When you know you’re not the one they’re going to marry, it may not be because you got into a fight and broke up and you’ll never see each other again. It may not happen in the middle of plans to marry one another, it won’t happen after the engagement, when you’re picking out colors and flowers and invitations. Most frequently, it will happen in the quiet moments of the morning, or when you look up at the person sitting across from you at dinner, or when you lie awake in bed at night and realize your thoughts aren’t about them and that one day, this will end. It’s a very soft, very small voice that tells you, “this isn’t ‘the one’,” whatever ‘the one’ means to you, but it’s few people that listen to it before they end up letting their ignorance wreck them.
It will be bittersweet and sad, a final sentencing looming over your head. Because what you have will one day end, and it will become stark and apparent as you see couples taking those next steps, whether or not you want to take them yourself. Whether or not you ever planned on getting married, whether or not it ever meant much to you. Because even if you’re not the type to get married, the act of getting married isn’t the thing at play here. It is forever that is no longer up for grabs. It will loom over you when you realize that you are not ultimately right for them, and they are not ultimately right for you. That you will not end up together. That your time is finite.

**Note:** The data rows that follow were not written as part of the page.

PR #727, opened 2020-10-29
CIRC-969 Event publishing causes memory leak

alexanderkurash:
Resolves [CIRC-969](https://issues.folio.org/browse/CIRC-969).

## Purpose
`PubSubClientUtils.sendEventMessage()` is used outside of Vertx context which causes a memory leak because `VertxUtils.getVertxFromContextOrNew()` method (it is called under the hood) creates new instances of `VertxImpl` for each message.

## Approach
1) Restore changes from https://github.com/folio-org/mod-circulation/pull/716 that were later reverted by https://github.com/folio-org/mod-circulation/pull/723.
2) Set `vertxContext` in `PubSubPublishingService` constructor to use it in the `publishEvent` method when messages are being sent. This way `PubsubClient` (which is calling `VertxUtils.getVertxFromContextOrNew()` under the hood) won't create new `VertxImpl` instance.

## Pre-Merge Checklist:


src/main/java/org/folio/circulation/services/PubSubPublishingService.java
```diff
@@ -22,16 +24,15 @@
   private static final Logger logger = LoggerFactory.getLogger(PubSubPublishingService.class);
 
   private final Map<String, String> okapiHeaders;
-  private final PubsubClient pubSubClient;
+  private final Context vertxContext;
 
   public PubSubPublishingService(RoutingContext routingContext) {
     this(new WebContext(routingContext));
```
bohdan-suprun, line 30: Maybe we can retrieve Vertx from `routingContext.vertx()`

src/main/java/org/folio/circulation/services/PubSubPublishingService.java
```diff
@@ -22,16 +24,15 @@
...
   }
 
   public PubSubPublishingService(WebContext context) {
-    this.pubSubClient = new PubsubClient(context.getOkapiLocation(), context.getTenantId(),
-      context.getOkapiToken());
     this.okapiHeaders = context.getHeaders();
+    vertxContext = Vertx.currentContext();
```
bohdan-suprun, line 35: Maybe we can introduce a new method in the WebContext class:

```
  public Vertx getVertx() {
    return routingContext.vertx();
  }
```

Just to be 100% sure that the vertx is reused.

TarasSpashchenko (approved):

bohdan-suprun (approved):
Looks good, thanks for the quick submit.

src/main/java/org/folio/circulation/services/PubSubPublishingService.java
alexanderkurash: There's another public constructor: `public PubSubPublishingService(WebContext context) {`

src/main/java/org/folio/circulation/services/PubSubPublishingService.java
TarasSpashchenko: It is better to get the current context than get one from the routing context because they can be different

bohdan-suprun: Thanks @TarasSpashchenko. @alexanderkurash, just ignore my comment.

But not having forever does not mean that this is the end. Not quite. Not yet. Because love comes and goes, and the people we love come in and out of our lives with their own reasons, their own rhymes, their own agendas and sense of timing. And this sense of timing, their reasons for staying, and their obligation to leave does not mean they loved us any less, or that what they have with you and feel for you is any less good or real. Because it is good. And it is true. And whether or not that good thing amounts to the kind of love we’re told to search for, the kind of love we’re groomed to want to meet at the end of an aisle some day and somewhere — the fact of the matter is that we still have it. That we still love someone, and they hopefully love us. And that is precious and rare, and to end it sooner rather than later just because you fear the end, is to take for granted the fact that you have it, that you found it, that it’s still love.
We build up all these notions of finding the one, of searching for forever and the future and the not-so-distant horizon that sometimes we forget about right now. Because the person we are in the moment needs love, too, whether that is a forever sort of love or a love that manages to take care of us here and now. Your middle school crush is not your high school sweetheart is not your college fling is not your first live-in lover is not your rebound is not your long-term is not your long distance is not your forever. Each one serves their purpose. Each one is special, and one person can embody some or all of these lovers, but multiple people can play different roles, too. What you need is what you need. What you need is love.

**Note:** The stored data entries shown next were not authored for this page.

PR #735, opened 2020-11-02
CIRC-955: Do not return loan in check-in response for lost and paid item.

bohdan-suprun:
https://issues.folio.org/browse/CIRC-955 - Loan is returned in check in response for Lost and paid item.

## Pre-Merge Checklist:

### DIFF
--- a/src/main/java/org/folio/circulation/services/LostItemFeeRefundService.java
+++ b/src/main/java/org/folio/circulation/services/LostItemFeeRefundService.java
@@ -45,8 +45,9 @@ public class LostItemFeeRefundService {
 
     return refundLostItemFees(forCheckIn(checkInContext))
       .thenApply(r -> r.map(context -> {
-        // check-in of item without an open loan
-        // for such check-in we should not set loan in response.
+        // Refunds may operate on open or closed loans,
+        // closed loans are not affected during check in
+        // so should not be included in the API response
         if (checkInContext.getLoan() == null) {
           return checkInContext;
         }
--- a/src/main/java/org/folio/circulation/services/LostItemFeeRefundService.java
+++ b/src/main/java/org/folio/circulation/services/LostItemFeeRefundService.java
@@ -44,7 +44,15 @@ public class LostItemFeeRefundService {
     CheckInContext checkInContext) {
 
     return refundLostItemFees(forCheckIn(checkInContext))
-      .thenApply(r -> r.map(context -> checkInContext.withLoan(context.getLoan())));
+      .thenApply(r -> r.map(context -> {
+        // check-in of item without an open loan (the only possible case is Lost and paid items)
+        // for such check-in we should not set loan in response.
+        if (checkInContext.getLoan() == null) {
+          return checkInContext;
+        }
+
+        return checkInContext.withLoan(context.getLoan());
+      }));
   }
 
   public CompletableFuture<Result<RenewalContext>> refundLostItemFees(
--- a/src/main/java/org/folio/circulation/services/LostItemFeeRefundService.java
+++ b/src/main/java/org/folio/circulation/services/LostItemFeeRefundService.java
@@ -45,7 +45,7 @@ public class LostItemFeeRefundService {
 
     return refundLostItemFees(forCheckIn(checkInContext))
       .thenApply(r -> r.map(context -> {
-        // check-in of item without an open loan (the only possible case is Lost and paid items)
+        // check-in of item without an open loan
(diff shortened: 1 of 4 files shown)


src/main/java/org/folio/circulation/services/LostItemFeeRefundService.java
```diff
@@ -44,7 +44,15 @@ public LostItemFeeRefundService(Clients clients) {
     CheckInContext checkInContext) {
 
     return refundLostItemFees(forCheckIn(checkInContext))
-      .thenApply(r -> r.map(context -> checkInContext.withLoan(context.getLoan())));
+      .thenApply(r -> r.map(context -> {
+        // check-in of item without an open loan (the only possible case is Lost and paid items)
+        // for such check-in we should not set loan in response.
```
marcjohnson-kint, line 49: Is this comment suggesting that the only circumstances where an item is checked in is when it is lost and paid?

It is my understanding that an item can be checked in at any point, and mod-circulation should tolerate it. In some cases, I think it is required for processes to complete, e.g. in transit for hold shelf requests.

bohdan-suprun: Yes, I should adjust the comment. All item statuses is allowed and should be correctly handled.

bohdan-suprun:
Hi @siarhei-charniak, there is a failing test https://jenkins-aws.indexdata.com/job/folio-org/job/mod-circulation/job/PR-735/2/testReport/api.loans/CheckInByBarcodeTests/canCheckInLostAndPaidItem/ - 5 events available but 7 expected. Could you please take a look? Thanks!

bohdan-suprun:
@siarhei-charniak has confirmed that it is fine to change the assert clause to 5 events vs 7 as was expected.

src/main/java/org/folio/circulation/services/LostItemFeeRefundService.java
```diff
@@ -44,7 +44,15 @@ public LostItemFeeRefundService(Clients clients) {
...
     return refundLostItemFees(forCheckIn(checkInContext))
-      .thenApply(r -> r.map(context -> checkInContext.withLoan(context.getLoan())));
+      .thenApply(r -> r.map(context -> {
+        // check-in of item without an open loan
+        // for such check-in we should not set loan in response.
+        if (checkInContext.getLoan() == null) {
+          return checkInContext;
+        }
+
+        return checkInContext.withLoan(context.getLoan());
```
marcjohnson-kint, line 54: How does this ensure that the loan is not open?

bohdan-suprun: Actually, we don't need to ensure that loan is still open. When we check in a `Lost and paid` item, there will be no loan associated to the item, therefor `checkInContext.getLoan()` will return a `null`, but the refund logic is flexible and it attempts to find a closed loan for the `Lost and paid` item in order to refund lost fees. Because of that logic, there will be a loan in RefundContext, but we should not set it to the check in context, because the closed loan is not affected by the current check in operation.

marcjohnson-kint: Maybe it's worth changing the comment to explain that (see suggestion).

Is the loan not fetched elsewhere or only during refunds? If it is, could this copy be skipped entirely?

```suggestion
        // Refunds may operate on open or closed loans, 
        // closed loans should not be included in responses for check ins
        // so the loan should not be copied to the check in context
        if (checkInContext.getLoan() == null) {
          return checkInContext;
        }

        return checkInContext.withLoan(context.getLoan());
```

bohdan-suprun: We fetch and set accounts for the loan and lost item fee policy during refund, so that data is used in overdue fine service and it uses these records to decide whether to charge a fine or not. Setting the updated loan with accounts and lost item policy is important here.

marcjohnson-kint: Does that mean that the loan does get changed during the refund process?

marcjohnson-kint (approved):

src/main/java/org/folio/circulation/services/LostItemFeeRefundService.java
bohdan-suprun: Not the loan representation, but Loan circulation object (reference records that are injected into the loan).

And so when you realize that the person you’re dating is not the person you’ll marry, you’ll want to let them down easy, to avoid wasting their time. But how could loving someone be a waste of time? How could wanting to see them happy be anything but productive?
I am not the one for you, you’ll whisper in those quiet moments when they’re asleep and your mind is racing beside them. I am too loud and too opinionated and we disagree on politics and I can’t stand your mother and you hate avocados and who hates avocados and something just feels off between us and denying that doesn’t work; denying that feels like settling.
And your mind will keep going and going because you’ve figured out that it will all end, but still, sometimes it’s worth it to keep going because you don’t quite know how or why or when yet. Sometimes you need to just see. Sometimes it’s worth it to read the story anyway, no matter the spoilers. Because even tragedies have their happy moments and their jokes and their comic relief and the memories that are worth discovering on their own merit. Because to disregard a love that does not last forever is to disregard a love that still could be powerful and life-changing in its own right. Because you never know what the future has in store until you get there. Because you never know, you could be wrong. Maybe you want to prove yourself wrong. Maybe, you think. Maybe I am the one you will marry after all.
And because right here in this moment, if you love that person in the here and now, whatever the future has in store, then loving them now is what you should still do.